Замок четырех ветров - Валерия Вербинина 24 стр.


Поглядев на часы, я поняла, что отец вернется через полчаса, и прошла в его комнату. После нескольких минут лихорадочных поисков я наконец обнаружила дешевый револьвер, о котором он говорил мне утром, унесла оружие к себе и тщательно спрятала.

Рыться в чужих вещах нехорошо, но меня оправдывало то, что мой уравновешенный, сдержанный, умный отец оказался кладезем сюрпризов, и я не хотела, чтобы из-за моего невмешательства случилось нечто, о чем мне впоследствии пришлось бы пожалеть.

Когда отец пришел, я встретила его улыбкой, но, должно быть, он прочел что-то в выражении моего лица, потому что слегка нахмурился.

– Что случилось, к тебе опять приходили какие-нибудь призраки?

– Если бы! – не удержалась я.

– А что такое? Твой роман разгромил Максим Горький?

– Почему именно он? – удивилась я.

– Ну, не знаю… Какую газету ни откроешь – всюду этот пройдоха, рядящийся под человека из народа. Или очередные склоки в Думе, – добавил отец язвительно. – Такое впечатление, что туда согнали одних ослов, чтобы они продемонстрировали всей империи, какие они ослы…

Я рассмеялась.

– Ты не подумай, я вовсе не ретроград, – продолжал отец, – я не против свобод. И разгонять нагайками безоружных людей в центре столицы – да и вообще где угодно – это отвратительно. Для меня только загадка, почему свобод всегда добиваются одни, пользуются ими другие, а выигрывают в конце концов третьи, затоптав и первых, и вторых… и почему в такие периоды на поверхность обязательно всплывает всякая накипь… и эпоха получается как прорубь, в которой всплывает… ну, ты поняла что. – И без перехода, будничным тоном он спросил: – Что, она хочет развода?

Я окаменела.

– Ну… да, – выдавила я из себя. – А откуда…

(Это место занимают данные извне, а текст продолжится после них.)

Issue #2372, opened 2018-04-06
[Brainstorming] Re-considering the way we apply browser-labels


denschub:
This was initially posted as a reply to #1971, but given the discussion'y and potentially lenghty nature of this subject, having an own issue is more appropriate.

Let's talk about browser labels. We have a lot of them, and the current situation is [really bad](https://github.com/webcompat/web-bugs/labels?utf8=%E2%9C%93&q=firefox) and if we use any form of filtering of issues for our work queue (like I do), or use those labels to build metrics, that's bad.

I understand we trust user input here, and we also want to be able to create label on-demand. However, as I am currently a bit unsatisfied with not being able to reliably get a list of all Firefox issues, I'll ramble a bit.

Here is a list of all 81 browser labels existing right now:

---

<details>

– Ну, я же не идиот. По крайней мере, – сквозь зубы добавил отец, – я на это надеюсь. Давно было понятно, куда дует ветер… Ладно. Пойдем лучше ужинать. Карл сегодня спрашивал о тебе, я сказал, что ты отдыхаешь после возвращения.

– Я зайду завтра на почту, – сказала я. – Но больше ничего не обещаю.

На следующий день, сделав все намеченные домашние дела, я села на трамвай и доехала до почтового отделения, в котором работал мой отец, а теперь и Карл Гофман. Телеграфист разговаривал с каким-то представительным господином в щегольских желтых ботинках, и, скользнув по ним взглядом, я подумала, что его слуге придется попотеть, чтобы оттереть их от могучей либавской грязи.

– Здравствуйте, Карл Людвигович, – сказала я, улыбаясь.

Он почти не изменился: такой же худой, большеротый и остролицый, разве что намечающиеся морщиночки у глаз стали немного глубже.

– Анастасия Михайловна, наконец-то! Сколько же мы не виделись: три года, наверное?

Представительный господин поспешно повернулся ко мне, и я узнала Юриса. А вот фотограф изменился, начиная с дорогой одежды, ботинок и трости и заканчивая выражением лица. Он, что называется, раздобрел. Прежде он смахивал на художника, и не зря я в своем романе наградила его этой профессией; сейчас же передо мной стоял буржуа до кончиков ногтей. В глазах его раньше светилось неукротимое любопытство, он легко загорался любой новой идеей, а теперь, если можно так выразиться, он потух.

– Анастасия Михайловна… – забормотал он, завладевая моей рукой, чтобы поцеловать ее, – как я рад… Очень, очень рад… Никогда не думал, что мне будет приятно вспоминать Шёнберг, я ненавидел эту дыру всей душой, но ваше общество… заставило меня относиться иначе… и вообще…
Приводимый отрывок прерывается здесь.